Hannah Haegeland
The current state of affairs in Kashmir and resulting heightening of India-Pakistan tensions provide daily examples of escalation risks. Since 1998, the low-probability, high-cost risk of escalation across the nuclear threshold has ensured international attention when temperatures rise in South Asia. Recent public discussion of possible doctrinal shifts and the potential for conventional war beneath a nuclear umbrella by military and civilian leaders in both countries highlights shifting dynamics amidst this rise in tensions. These shifts blur perceptions of national “red lines,” increasing risks of miscalculated escalation at all levels of interstate crisis and conflict. Fresh scholarship and analysis on risk reduction is merited.
During the Cold War, fear of imminent and large-scale costs drove the U.S. and the U.S.S.R. to the negotiating table. The architecture of early confidence-building, risk-reduction, and arms control agreements was built with the hope of avoiding costly outcomes of outright war between nuclear powers. Today’s multipolar nuclear environment poses different types of challenges to decisionmakers around the world. Delivery systems have advanced, shortening escalation timelines. There are many key stakeholders – both nuclear-armed and non-nuclear. The deterrence strategies of each state are impacted in some way by all other nuclear-armed states. Future risk reduction efforts will require calibration to this evolving, multipolar environment.
Confidence-building and risk-reduction are primarily about security not trust. Paradoxically, these measures entail accepting some vulnerability in exchange for some security. States enter into agreements that open them up to the risk of certain costs in order to lower the likelihood of incurring certain costs. Robust stability and enduring peace are long-term goals at best in South Asia. Confidence-building, risk-reduction, and even arms control measures have more moderate goals that can be achieved with incremental trust. They can build trust only as they increase joint efforts to build mutual security. Early on in the process of confidence building and cooperative risk reduction, costs are lower and largely political, as are the presumed benefits because there is a lack of security and trust. During especially tense periods in bilateral relations, these mechanisms can help decisionmakers lower the risk of incurring costs neither side wants to bear.
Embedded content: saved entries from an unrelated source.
PR #924, opened 2026-05-21
feat: Apply gaussian smoothing kernel to points (3d plot pt. 2)

ShrimpCryptid:
Problem
=======
Part 2 of 4ish for the 3D plotting feature!

This change updates the math used to calculate the vector flow fields, and replicates the Gaussian smoothing described in the upcoming endo paper. Big thank you to @eeangelini for help understanding and validating the approach!

*Estimated review size: medium-large, 30-40 minutes (please turn off whitespace)*

Solution
========
- Added filtered value + outlier exclusion when calculating vector flow fields.
- Refactored vector flow field calculation into separate summing and averaging/smoothing step.
  - Added logic for creating and convolving with Gaussian kernels.
  - Added user control for Gaussian smoothing of vector bins.
- Added unit tests

## Type of change

Steps to Verify:
----------------
1. Open PR preview: https://allen-cell-animated.github.io/timelapse-colorizer/pr-preview-internal/pr-924/viewer?collection=https%3A%2F%2Fvast-files.int.allencell.org%2Fendothelial%2Fmorphological_features%2Ftimelapse_feature_explorer_grid%2Fcollection.json&dataset=Low-to-high+shear+stress+20250224_20X_P0&tab=3d_plot
2. Select PC1, PC2, and PC3 as the feature axes. A Gaussian-smoothed plot will appear.
3. Click the checkbox to toggle Gaussian smoothing on and off.

Screenshots (optional):
-----------------------

**Video talk-through (🔊):**

https://github.com/user-attachments/assets/093578f5-2ca8-4469-b520-0c4c489c1cdd

| Before | After |
| --- | --- |
| image | image |

-----------------------
1. `math_utils.ts`


src/colorizer/utils/math_utils.ts
```diff
@@ -381,25 +380,27 @@ export function getBinValue(binIndex: number, range: [number, number], steps: nu
  * @param yRange Range of values for the Y dimension, as a tuple [min, max].
  * @param zRange Range of values for the Z dimension, as a tuple [min, max].
  * @param binsPerAxis Number of bins per axis, as a tuple [xBins, yBins, zBins].
- * @returns VectorFieldData containing the calculated vector flow field.
+ * @returns VectorSumData containing the summed vectors.
  */
-export function calculateVectorFlowField(
```
ShrimpCryptid, line 395: Before, this function first summed the vectors, then performed an averaging step by dividing by the count. This change scopes the function to just the first step of summing vectors.

The returned `VectorSumData` is then passed into new helper functions to either 1) divide by the count, or 2) perform a gaussian smoothing step using neighboring bins.

src/colorizer/utils/math_utils.ts
```diff
@@ -1,6 +1,6 @@
 import { Vector2 } from "three";
 
-import type { VectorFieldData } from "src/colorizer";
+import type { VectorFieldData, VectorSumData } from "src/colorizer";
```
ShrimpCryptid: I made a new type! `VectorSumData` is calculated first, and the final `VectorFieldData` can be derived from it in one of two ways based on user settings.

tests/math_utils.test.ts
```diff
@@ -3,8 +3,9 @@ import { describe, expect, it } from "vitest";
```
ShrimpCryptid, line 3: Easier to review with whitespace turned off

src/colorizer/utils/math_utils.ts
```diff
@@ -496,3 +532,149 @@ export function thresholdVectorFlowFieldByCount(
...
+  kernelZ: number[]
+): Float32Array {
+  let output: Float32Array;
+
+  output = convolve1dFilter(arr, arrDims, kernelX, "x");
+  output = convolve1dFilter(output, arrDims, kernelY, "y");
+  output = convolve1dFilter(output, arrDims, kernelZ, "z");
+
+  return output;
+}
```
ShrimpCryptid, line 651: We perform the convolution for X, Y, and Z because of a neat property of Gaussians-- it's a [separable filter](https://en.wikipedia.org/wiki/Separable_filter), so it can be split into multiple 1-dimensional filters!

This speeds up a calculation that's normally `O(N x M^3)` to `O(3 x N x M) = O(N x M)`, where N is the size of the array and M is the filter size. I didn't measure it, but the speedup is 5-6x faster at least.

src/colorizer/utils/math_utils.ts
```diff
@@ -496,3 +532,148 @@ export function thresholdVectorFlowFieldByCount(
...
+          const offset = k - kernelMid;
+          const weight = kernel[k];
+          const sampleX = direction === "x" ? x + offset : x;
+          const sampleY = direction === "y" ? y + offset : y;
+          const sampleZ = direction === "z" ? z + offset : z;
+          // Skip out-of-bounds samples
+          if (sampleX < 0 || sampleX >= xDim || sampleY < 0 || sampleY >= yDim || sampleZ < 0 || sampleZ >= zDim) {
+            continue;
+          }
+          const arrValue = arr[getIndex(sampleX, sampleY, sampleZ)] || 0;
```
rugeli, line 615: not a blocker, and I didn’t trace the upstream functions closely, but just wondering: could arr[index] ever be NaN here? If yes, this would silently turn it into 0

rugeli (approved):
nice work and walkthrough video! I gave this a surface-level pass and left one small non-blocking question

src/colorizer/types.ts
```diff
@@ -373,12 +373,22 @@ export type FeatureRangeData = {
   range: [number, number];
 };
 
+export type VectorSumData = {
```
toloudis, line 391: Readability: I would appreciate comments here on what the Pos variables are supposed to mean, and what the Sum variables are supposed to mean.  What are the array lengths? What's in them?

src/colorizer/types.ts
```diff
@@ -373,12 +373,22 @@ export type FeatureRangeData = {
...
+
 export type VectorFieldData = {
   xPos: Float32Array;
   yPos: Float32Array;
   zPos: Float32Array;
   xData: Float32Array;
   yData: Float32Array;
   zData: Float32Array;
-  count: Uint32Array;
+  count: Float32Array;
```
toloudis, line 422: Same as above, a comment about VectorFieldData and VectorSumData to say what they are filled with, would help.

src/colorizer/workers/SharedWorkerPool.ts
```diff
@@ -95,12 +95,38 @@ export default class SharedWorkerPool {
...
+   * @param inRangeLUT Lookup table for whether an object instance is in range
+   * of filters (`=1`) or not (`=0`), as a flat array. Values outside of the
+   * filter range will be ignored when computing the flow field.
+   * @param gaussianBandwidth The bandwidth (or standard deviation) of the
+   * Gaussian kernel to apply to the binned vectors, as a fraction of the number
+   * of bins. If provided, uses Gaussian smoothing; if not provided, uses simple
+   * averaging.
+   * @returns a `VectorFieldData` object containing the computed flow field data
+   * and metadata.
+   */
```
toloudis, line 113: Nit: it's interesting to me that SharedWorkerPool contains the specific tasks, instead of just being a worker pool that can be handed arbitrary tasks.  I would consider putting the tasks in a module that's more specific to them, if possible..   
After reading more, it looks like this is how the worker is designed.   I still would consider breaking out the individual tasks into their own ts files, for maintenance and readability reasons.  Maybe for a different PR.

src/colorizer/utils/math_utils.ts
```diff
@@ -496,3 +532,148 @@ export function thresholdVectorFlowFieldByCount(
     count: count.filter((_, i) => passedThreshold[i]),
   };
 }
+
+export function make1dGaussianKernel(size: number, bandwidth: number): number[] {
```
toloudis, line 554: Nit: I am more used to "sigma" or "standard deviation" instead of "bandwidth".  A brief comment to say this is the classic sigma of a gaussian might be helpful.   But it's pretty obvious when you see the Math.exp expression.

src/colorizer/workers/worker.ts
```diff
@@ -63,29 +66,55 @@ async function getVectorFlowField(
...
+      [xFeature.bins, yFeature.bins, zFeature.bins],
+      kernelX,
+      kernelY,
+      kernelZ
+    );
+  } else {
+    vectorFlowFieldData = averageVectorFlowField(vectorSumData);
+  }
+
+  vectorFlowFieldData = filterVectorFlowFieldData(vectorFlowFieldData);
```
toloudis, line 110: this special kind of binned averaging had a name ,which I already forgot.  But it would be great to name the thing here in a comment, so people can refer to the theoretical basis for it.

src/colorizer/utils/math_utils.ts
toloudis, line 1: file is getting long; maybe the specialized vector field handling functions could be in its own ts file.

toloudis (approved):
I have a couple recommendations for comments and putting code in single-purpose modules, but overall LGTM!  The math seems to be working, and separable filters are great.

src/colorizer/utils/math_utils.ts
ShrimpCryptid: Oh, hmm, that's a good question! It would be possible for NaN values to be passed in, and in that case I think the NaN => 0 behavior is correct.

src/colorizer/utils/math_utils.ts
ShrimpCryptid: I'm going to open up a new PR that's just for refactoring `math_utils`.

ShrimpCryptid: See https://github.com/allen-cell-animated/timelapse-colorizer/pull/931!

Southern Asia offers ripe case studies of risk management in nuclearized environments. There are several fundamental questions that merit a review in a South Asian context. What high costs do both India and Pakistan seek to avoid? What risks might each be willing to accept in order to lower the likelihood of this mutually assessed high cost? While presumably both states seek to avoid nuclear use, they will have to balance this goal with the risk of losing territory, preserving popular and elite domestic support, and managing international reputations. What have been the intention, nature, scope, and mechanisms for confidence-building and risk-reduction measures in South Asia’s history? How do states define a “successful” measure? And what types of measures under what conditions have been effective by that standard of success? These are at face value rather basic questions; yet, exploration of them in the distinct context of modern India-Pakistan crises seems thin.
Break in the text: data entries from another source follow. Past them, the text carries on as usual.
Issue #632, opened 2025-04-12
Single file datasets


ShrimpCryptid:
## Use Case

For sharing and for certain applications like BFF, it's more convenient to package datasets as a single file instead of a directory with many files.

## Acceptance Criteria

- [ ] Add an option in `colorizer-data` to package the dataset as a single file.
  - [ ] When selected, save data in a single Parquet file with columns for each of the features, time, track, and other data
- [ ] On the TFE frontend, add support for loading a `.parquet` file, with the assumption that it's a single file dataset.
  - [ ] Also ideally, show loading progress?

## Details

- Single-file datasets do not need to include image data (can be a link to an external resource)

PR #930, opened 2026-06-03
refactor: Separate dataset load function into class (single-file datasets pt. 1)

ShrimpCryptid:
Problem
=======
Part 1 of 2 for #632, "single file datasets."

Previously, the `Dataset` class in TFE acted as a representation of the currently loaded Dataset, but also served double-duty as its own data loader. This change moves loading logic out of `Dataset` and into a new `JsonDatasetLoader` class with several helper methods.

Doing this will allow us to make many different kinds of loaders in the future that support different source formats!

*Estimated review size: large, 40-50 minutes (mostly copied/moved code, faster if comparing)*

Solution
========
- Moved loading logic out of `Dataset` and into the new `JsonDatasetLoader`.
  - `JsonDatasetLoader.open()` returns a `Dataset` promise.
- Moved several functions into the new `dataset_loader_utils.ts` helper file.
- Removed unused fields from `Dataset`, changed default value for missing data arrays to `null` instead of `undefined`.
- Updated unit tests.

Misc:
- Fixed a bug in `channel_slice.test.ts` where, at low probabilities, an unserializable `-0` value would be returned.
- Added fallbacks for determining the number of frames in a dataset using `times` data.

## Type of change

Steps to Verify:
----------------
1. Open PR preview: https://allen-cell-animated.github.io/timelapse-colorizer/pr-preview/pr-930/viewer?collection=https%3A%2F%2Fallencell.s3.amazonaws.com%2Faics%2Fnuc-morph-dataset%2Ftimelapse_feature_explorer_datasets%2Fexploratory_dataset%2Fcollection.json&dataset=Medium
2. The dataset should load and be interactive. Feel free to click around the UI.

-----------------------
1. `JsonDatasetLoader.ts` (compare with `Dataset.ts`)
2. `dataset_loader_utils.ts` (compare with `Dataset.ts`)

### DIFF
--- a/src/colorizer/Collection.ts
+++ b/src/colorizer/Collection.ts
@@ -1,7 +1,7 @@
 import { DEFAULT_COLLECTION_FILENAME, DEFAULT_DATASET_FILENAME } from "src/colorizer/constants";
 import JsonDatasetLoader from "src/colorizer/dataset_loaders/JsonDatasetLoader";
 
-import Dataset from "./Dataset";
+import type Dataset from "./Dataset";
 import type { IArrayLoader, ITextureImageLoader } from "./loaders/ILoader";
 import { FilePathResolver, type IPathResolver, UrlPathResolver } from "./path_resolvers";
 import { LoadErrorMessage, LoadTroubleshooting, type ReportWarningCallback } from "./types";
--- a/src/colorizer/Collection.ts
+++ b/src/colorizer/Collection.ts
@@ -223,32 +223,34 @@ export default class Collection {
     const path = this.getAbsoluteDatasetPath(datasetKey);
     console.log(`Fetching dataset from path '${path}'`);
 
+    let result: DatasetLoadResult;
+    const datasetLoader = new JsonDatasetLoader(path, {
+      frameLoader: options.frameLoader,
+      arrayLoader: options.arrayLoader,
+      reportProgress: options.onLoadProgress,
+      reportWarning: options.reportWarning,
+      manifestLoader: options.manifestLoader,
+      pathResolver: this.pathResolver,
+    });
     try {
-      const datasetLoader = new JsonDatasetLoader(path, {
-        frameLoader: options.frameLoader,
-        arrayLoader: options.arrayLoader,
-        reportProgress: options.onLoadProgress,
-        reportWarning: options.reportWarning,
-        manifestLoader: options.manifestLoader,
-        pathResolver: this.pathResolver,
-      });
       const dataset = await datasetLoader.open();
-      datasetLoader.dispose();
       console.timeEnd("loadDataset");
-      return { loaded: true, dataset: dataset };
+      result = { loaded: true, dataset: dataset };
     } catch (e) {
       console.timeEnd("loadDataset");
       console.error(e);
       if (e instanceof Error) {
-        return {
+        result = {
           loaded: false,
           dataset: null,
           errorMessage: e.message,
         };
       } else {
-        return { loaded: false, dataset: null };
+        result = { loaded: false, dataset: null };
       }
     }
+    datasetLoader.dispose();
+    return result;
   }
 
   public dispose(): void {
--- a/src/colorizer/Collection.ts
+++ b/src/colorizer/Collection.ts
@@ -1,4 +1,5 @@
 import { DEFAULT_COLLECTION_FILENAME, DEFAULT_DATASET_FILENAME } from "src/colorizer/constants";
+import JsonDatasetLoader from "src/colorizer/dataset_loaders/JsonDatasetLoader";
 
 import Dataset from "./Dataset";
 import type { IArrayLoader, ITextureImageLoader } from "./loaders/ILoader";
@@ -222,28 +223,16 @@ export default class Collection {
     const path = this.getAbsoluteDatasetPath(datasetKey);
     console.log(`Fetching dataset from path '${path}'`);
 
-    let totalLoadItems = 0;
-    let completedLoadItems = 0;
-    const onLoadStart = (): void => {
-      totalLoadItems++;
-    };
-    const onLoadComplete = (): void => {
-      completedLoadItems++;
-      options.onLoadProgress?.(completedLoadItems, totalLoadItems);
-    };
-
     try {
-      const dataset = new Dataset(path, {
+      const datasetLoader = new JsonDatasetLoader(path, {
         frameLoader: options.frameLoader,
         arrayLoader: options.arrayLoader,
-        pathResolver: this.pathResolver,
-      });
-      await dataset.open({
-        onLoadStart,
-        onLoadComplete,
+        reportProgress: options.onLoadProgress,
         reportWarning: options.reportWarning,
         manifestLoader: options.manifestLoader,
+        pathResolver: this.pathResolver,
       });
+      const dataset = await datasetLoader.open();
       console.timeEnd("loadDataset");
       return { loaded: true, dataset: dataset };
     } catch (e) {
--- a/src/colorizer/Collection.ts
+++ b/src/colorizer/Collection.ts
@@ -233,6 +233,7 @@ export default class Collection {
         pathResolver: this.pathResolver,
       });
       const dataset = await datasetLoader.open();
+      datasetLoader.dispose();
       console.timeEnd("loadDataset");
       return { loaded: true, dataset: dataset };
     } catch (e) {
--- a/src/colorizer/Dataset.ts
+++ b/src/colorizer/Dataset.ts
@@ -304,10 +304,7 @@ export default class Dataset {
 
   public get numObjects(): number {
     const featureData = this.getFeatureData(this.featureKeys[0]);
-    if (!featureData) {
-      throw new Error("Dataset.numObjects: The first feature could not be loaded. Is the dataset manifest file valid?");
-    }
-    return featureData.data.length;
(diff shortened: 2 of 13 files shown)


src/state/slices/dataset_slice.ts
```diff
@@ -78,7 +78,7 @@ export const createDatasetSlice: StateCreator<CollectionSlice & DatasetSlice, []
     let featureKey = get().featureKey;
     if (featureKey === null || !dataset.hasFeatureKey(featureKey)) {
       // Set to default feature key of the new dataset
-      featureKey = dataset.featureKeys[0];
+      featureKey = dataset.featureKeys[0] ?? null;
```
ShrimpCryptid, line 81: I removed a hard check during Dataset loading that requires at least one feature to be present, so it's very very unlikely but possible that `dataset.featureKeys[0]` is `undefined`. This just casts it to `null`, which is the default `featureKey` value.

I did confirm that the UI still works as expected when no features are present!

tests/state/ViewerState/channel_slice.test.ts
```diff
@@ -346,7 +346,11 @@ describe("ChannelSlice", () => {
 
     function getRandomSerializableNumber(): number {
       // Must have no more than 3 digits of precision
-      return Math.round(Math.random() * 200_000 - 100_000) / 1000;
+      const value = Math.round(Math.random() * 200_000 - 100_000) / 1000;
```
ShrimpCryptid, line 349: I ran into a very unlikely bug here and tracked it down to this function. For any value `n` in the range `(-0.5, 0)`, `Math.round(n) = -0`. 

During serialization, `-0` is cast to `0` and the tests fail when comparing the two values. The change here casts all `-0` values to `0` early for testing.

src/colorizer/Dataset.ts
```diff
@@ -98,22 +79,18 @@ const defaultMetadata: ManifestFileMetadata = {
   startTimeSeconds: 0,
 };
 
-const MAX_CACHED_FRAME_BYTES = 500_000_000; // 500 MB
-const MAX_CACHED_BACKDROPS_BYTES = 500_000_000; // 500 MB
-
 export default class Dataset {
   private frameLoader: ITextureImageLoader;
-  private frameFiles?: string[];
```
ShrimpCryptid, line 106: All fields are now declared in the constructor, so I've adjusted the types so `undefined` is no longer a possible value.

src/colorizer/Collection.ts
```diff
@@ -222,28 +223,16 @@ export default class Collection {
...
 
-    let totalLoadItems = 0;
-    let completedLoadItems = 0;
-    const onLoadStart = (): void => {
-      totalLoadItems++;
-    };
-    const onLoadComplete = (): void => {
-      completedLoadItems++;
-      options.onLoadProgress?.(completedLoadItems, totalLoadItems);
-    };
```
ShrimpCryptid, line 233: Progress is now reported directly by the loader.

tests/constants/index.ts
```diff
@@ -157,6 +157,21 @@ export const MOCK_DATASET_ARRAY_LOADER_DEFAULT_SOURCE = makeMockDatasetArrayLoad
...
+  ["tracks.json", MOCK_DATASET_TRACKS],
+  ["feature1.json", MOCK_DATASET_FEATURE_1],
+  ["feature2.json", MOCK_DATASET_FEATURE_2],
+  ["feature3.json", MOCK_DATASET_FEATURE_3],
+  ["feature4.json", MOCK_DATASET_FEATURE_4],
+  ["centroids.json", MOCK_DATASET_CENTROIDS],
+];
+export const MOCK_DATASET_FILEMAP = Object.fromEntries(
+  fileToData.map(([filename, data]) => [filename, new File([JSON.stringify(data)], filename)])
+);
```
ShrimpCryptid, line 173: Moved the mock filemap from `Collection.test.ts` and made it more robust.

src/colorizer/dataset_loaders/dataset_loader_utils.ts
```diff
@@ -0,0 +1,137 @@
+import type { Vector2 } from "three";
```
ShrimpCryptid, line 1: Contents copied from `Dataset`

src/colorizer/dataset_loaders/dataset_loader_utils.ts
```diff
@@ -0,0 +1,137 @@
...
+    const loadedFeatureNames = new Set(Array.from(loadedFeatures.values()).map((f) => f.name));
+    const missingFeatureNames = featureSpec.filter((f) => !loadedFeatureNames.has(f.name)).map((f) => f.name);
+
+    reportWarning?.("Some features failed to load.", [
+      "The following feature(s) could not be loaded and will not be shown: ",
+      ...formatAsBulletList(missingFeatureNames, 5),
+      LoadTroubleshooting.CHECK_FILE_OR_NETWORK,
+    ]);
+  }
+}
```
ShrimpCryptid, line 137: Adapted from logic in `Dataset`.

src/colorizer/dataset_loaders/JsonDatasetLoader.ts
```diff
@@ -0,0 +1,424 @@
+import { RGBAFormat, RGBAIntegerFormat, Vector2 } from "three";
```
ShrimpCryptid, line 1: Contents of this file are largely copied from `Dataset`!

src/colorizer/Dataset.ts
```diff
@@ -60,10 +48,11 @@ export type FeatureData = {
 
 type BackdropData = {
   name: string;
-  frames: string[];
+  frames: (string | null)[];
```
ShrimpCryptid, line 51: Backdrops and frames are now expected to have fully resolved paths (so instead of "./frame0.png" it should be "https://my-url.com/frame0.png", for example). If a path can't be resolved (usually only happens when loading files), the returned path is `null`.

`Dataset` already handles `null`, I just removed the step where it has to resolve the paths too.

src/colorizer/dataset_loaders/JsonDatasetLoader.ts
```diff
@@ -0,0 +1,440 @@
...
+    units: "",
+  },
+  frameDurationSeconds: 0,
+  startTimeSeconds: 0,
+};
+
+/**
+ * Loads a dataset from a manifest JSON file.
+ */
+export default class JsonDatasetLoader {
```
toloudis, line 52: should this extend some abstract interface so as to have all loaders implement the same basic API?

toloudis (approved):
LGTM, just curious to see the dataset loader api isolated somewhere.

rugeli:
### Code review

Found 1 issue:

1. GPU texture leak in `getFrameDims`: `this.frameLoader.load()` returns a Three.js `Texture` (a GPU resource) that is used only to read `image.width/height` and is then discarded — never `.dispose()`d and never inserted into the `DataCache`. This leaks one frame-sized GPU allocation per dataset load. Previously `Dataset.open()` obtained frame 0 via `loadFrame(0)`, which cached the texture in `this.frames` so it was disposed with the dataset. (Copilot flagged the `UrlArrayLoader` disposal leak, but not this one.) Fix: call `result.dispose()` after reading the dimensions (or seed the `DataCache` with frame 0 to also avoid re-decoding it on first render).

https://github.com/allen-cell-animated/timelapse-colorizer/blob/fdd67e1db6d45e82e90c6bde39ab565e29d95850/src/colorizer/dataset_loaders/JsonDatasetLoader.ts#L183-L186

🤖 Generated with [Claude Code](https://claude.ai/code)

<sub>- If this code review was useful, please react with 👍. Otherwise, react with 👎.</sub>

rugeli:
> ### Code review
> Found 1 issue:
> 
> 1. GPU texture leak in `getFrameDims`: `this.frameLoader.load()` returns a Three.js `Texture` (a GPU resource) that is used only to read `image.width/height` and is then discarded — never `.dispose()`d and never inserted into the `DataCache`. This leaks one frame-sized GPU allocation per dataset load. Previously `Dataset.open()` obtained frame 0 via `loadFrame(0)`, which cached the texture in `this.frames` so it was disposed with the dataset. (Copilot flagged the `UrlArrayLoader` disposal leak, but not this one.) Fix: call `result.dispose()` after reading the dimensions (or seed the `DataCache` with frame 0 to also avoid re-decoding it on first render).
> 
> https://github.com/allen-cell-animated/timelapse-colorizer/blob/fdd67e1db6d45e82e90c6bde39ab565e29d95850/src/colorizer/dataset_loaders/JsonDatasetLoader.ts#L183-L186
> 
> 🤖 Generated with [Claude Code](https://claude.ai/code)
> 
> - If this code review was useful, please react with 👍. Otherwise, react with 👎.

oops first time trying the Claude code review plugin and I didn't realize it would post this comment. I'm also unsure how important that "GPU texture leak" is lol, feel free to skip it or remove it from the thread.

rugeli (approved):
This looks like a clean split! and after reading through the linked ticket, the refactor makes sense as setup for the next single file datasets feature step. 

(I'll leave the issue claude flagged to your judgment)

src/colorizer/dataset_loaders/JsonDatasetLoader.ts
ShrimpCryptid: Oops, thought I responded to this! I add this in the next PR in this series :>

In a recent book, Shaking Hands with Clenched Fists, Pakistani scholar Asma Shakir Khawaja catalogues this history of different types of confidence-building measures between India and Pakistan. She offers analysis of various categories of mechanisms that is important for theorizing what variables impact the success or failure of risk reduction efforts in South Asia. Another recent book, Off Ramps from Confrontation in Southern Asia, contains a collection of essays specifying new proposals to reduce risk in the region. Several critical older studies offer empirical and theoretical insights on confidence building worth revisiting with new evidence. Finally, a good resource for fresh empirical study is an incomplete but rich timeline of India-Pakistan measures, large and small, that we began to build at the Stimson Center.
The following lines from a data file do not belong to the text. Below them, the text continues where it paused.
PR #1884, opened 2023-03-27
Make Alignment and LevelOverride readonly

sungam3r:


src/Serilog/Parsing/PropertyToken.cs
```diff
@@ -32,7 +32,7 @@ public sealed class PropertyToken : MessageTemplateToken
     /// <param name="startIndex">The token's start index in the template.</param>
     /// <exception cref="ArgumentNullException">When <paramref name="propertyName"/> is <code>null</code></exception>
     /// <exception cref="ArgumentNullException">When <paramref name="rawText"/> is <code>null</code></exception>
-    public PropertyToken(string propertyName, string rawText, string? format = null, Alignment? alignment = null, Destructuring destructuring = Destructuring.Default, int startIndex = -1)
+    public PropertyToken(string propertyName, string rawText, string? format = null, in Alignment? alignment = null, Destructuring destructuring = Destructuring.Default, int startIndex = -1)
```
nblumhardt, line 35: This one would be a binary breaking change (see https://github.com/dotnet/docs/issues/3717#issuecomment-345094376), but given that it's very unlikely to be called by sink code or otherwise, it could be in the "test and revert if necessary during beta" category.

nblumhardt (approved):

src/Serilog/Parsing/PropertyToken.cs
sungam3r: ok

Today, the conditions for resolution of enduring grievances like territorial disputes are not present in South Asia. Shaping an environment and set of mechanisms for the more achievable goals of cooperative risk reduction are prerequisites to begin heading in the general direction of lofty goals like mutual trust and lasting peace. When misperception abounds and escalation risks are high in a nuclearized environment, all involved parties have deep stakes in seriously pursuing risk reduction. Lowering the likelihood of large-scale costs of a nuclear-tinged event will require some mutual sacrifice of vulnerability in exchange for security. New analysis can enrich the decisionmaking processes by evaluating how a spectrum of confidence-building and risk-reduction mechanisms could achieve national objectives for India and Pakistan in the near- and medium-term.
Hannah Haegeland was an analyst with the Stimson Center in Washington, D.C. She is the co-editor and author of Investigating Crises: South Asia’s Lessons, Evolving Dynamics, and Trajectories (Stimson, 2018).